PR #3990, opened 2018-06-25
Bug 1470953 - Refactor TabTrayViewController to use TabDisplayManager

farhanpatel:
This creates a new `TabDisplayer` protocol that both TabTray and TopTabs implement.

### DIFF
--- a/Client/Frontend/Browser/TabTrayController+KeyCommands.swift
+++ b/Client/Frontend/Browser/TabTrayController+KeyCommands.swift
@@ -68,7 +68,7 @@ extension TabTrayController {
             step = 0
         }
 
-        let tabs = self.tabs
+        let tabs = tabDisplayManager.tabStore
         let currentIndex: Int
         if let selected = tabManager.selectedTab {
             currentIndex = tabs.index(of: selected) ?? 0
@@ -77,7 +77,8 @@ extension TabTrayController {
         }
 
         let nextIndex = max(0, min(currentIndex + step, tabs.count - 1))
-        let nextTab = tabs[nextIndex]
-        tabManager.selectTab(nextTab)
+        if let nextTab = tabs[safe: nextIndex] {
+            tabManager.selectTab(nextTab)
+        }
     }
 }
--- a/Client/Frontend/Browser/TabTrayController.swift
+++ b/Client/Frontend/Browser/TabTrayController.swift
@@ -24,157 +24,6 @@ struct TabTrayControllerUX {
     static let MenuFixedWidth: CGFloat = 320
 }
 
-protocol TabCellDelegate: class {
-    func tabCellDidClose(_ cell: TabCell)
-}
-
-class TabCell: UICollectionViewCell {
-    static let Identifier = "TabCellIdentifier"
-    static let BorderWidth: CGFloat = 3
-
-    let backgroundHolder = UIView()
-    let screenshotView = UIImageViewAligned()
-    let titleText: UILabel
-    let favicon: UIImageView = UIImageView()
-    let closeButton: UIButton
-
-    var title: UIVisualEffectView!
-    var animator: SwipeAnimator!
-
-    weak var delegate: TabCellDelegate?
-
-    // Changes depending on whether we're full-screen or not.
-    var margin = CGFloat(0)
-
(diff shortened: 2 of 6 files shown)


Client/Frontend/Browser/TabTrayController.swift
```diff
@@ -1175,3 +639,223 @@ class TrayToolbar: UIView {
         maskButton.applyTheme(theme)
     }
 }
+
```
farhanpatel: All this was simply moved from the top to the bottom of the file.

Client/Frontend/Browser/TabTrayController+KeyCommands.swift
```diff
@@ -77,7 +77,8 @@ extension TabTrayController {
         }
 
         let nextIndex = max(0, min(currentIndex + step, tabs.count - 1))
-        let nextTab = tabs[nextIndex]
-        tabManager.selectTab(nextTab)
+        if let nextTab = tabs[safe: nextIndex] {
```
justindarc: 👍

Client/Frontend/Browser/TabTrayController.swift
```diff
@@ -497,50 +251,69 @@ class TabTrayController: UIViewController {
...
+        return tabCell
+    }
+}
+
+extension TabTrayController {
+
+    @objc func didTapLearnMore() {
+        let appVersion = Bundle.main.object(forInfoDictionaryKey: "CFBundleShortVersionString") as? String
+        if let langID = Locale.preferredLanguages.first {
+            let learnMoreRequest = URLRequest(url: "https://support.mozilla.org/1/mobile/\(appVersion ?? "0.0")/iOS/\(langID)/private-browsing-ios".asURL!)
```
justindarc: I know it was like this before, but I wonder if we should extract this out somewhere like a string. Maybe not though.

Client/Frontend/Browser/TabTrayController.swift
```diff
@@ -575,120 +349,28 @@ extension TabTrayController: PresentingModalViewControllerDelegate {
...
+        bounds = bounds.offsetBy(dx: collectionView.contentInset.left, dy: collectionView.contentInset.top)
+        bounds.size.width -= collectionView.contentInset.left + collectionView.contentInset.right
+        bounds.size.height -= collectionView.contentInset.top + collectionView.contentInset.bottom
+        // visible cells do sometimes return also not visible cells when attempting to go past the last cell with VoiceOver right-flick gesture; so make sure we have only visible cells (yeah...)
+        visibleCells = visibleCells.filter { !$0.frame.intersection(bounds).isEmpty }
 
-        // Only redraw if there is more than one tab in the tray.
-        guard tabs.count > 1 else {
-            return
+        let cells = visibleCells.map { self.collectionView.indexPath(for: $0)! }
```
justindarc: There's no reasonable chance of this failing, is there?

Client/Frontend/Browser/TabTrayController.swift
```diff
@@ -575,120 +349,28 @@ extension TabTrayController: PresentingModalViewControllerDelegate {
...
+        let indexPaths = cells.sorted { (a: IndexPath, b: IndexPath) -> Bool in
+            return a.section < b.section || (a.section == b.section && a.row < b.row)
         }
 
-        let updated = [ selected, previous ]
-            .compactMap { $0 }
-            .compactMap { tabs.index(of: $0) }
-            .map { IndexPath(item: $0, section: 0) }
+        if indexPaths.count == 0 {
```
justindarc: Should this be `guard indexPaths.count > 0 else { return ... }`? potato/potatoe

Client/Frontend/Browser/TabTrayController.swift
farhanpatel: If this was a simple static string I would. But we use the appVersion and locale to build this URL. I think it makes sense to just leave it here.

Client/Frontend/Browser/TabTrayController.swift
farhanpatel: visibleCells is an array of cells on the collectionview. and then this map just looks for the indexpath of those cells. Dont see this crashing.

:::

* WORK TO BE COMPLETED:
From the entries above, print the lines beginning at the one with "if let selected" and stopping after the one with "--- a/Client/Frontend/Browser/TabTrayController.swift", exactly as written and with nothing else.

* REPLY:
         if let selected = tabManager.selectedTab {
             currentIndex = tabs.index(of: selected) ?? 0
@@ -77,7 +77,8 @@ extension TabTrayController {
         }
 
         let nextIndex = max(0, min(currentIndex + step, tabs.count - 1))
-        let nextTab = tabs[nextIndex]
-        tabManager.selectTab(nextTab)
+        if let nextTab = tabs[safe: nextIndex] {
+            tabManager.selectTab(nextTab)
+        }
     }
 }
--- a/Client/Frontend/Browser/TabTrayController.swift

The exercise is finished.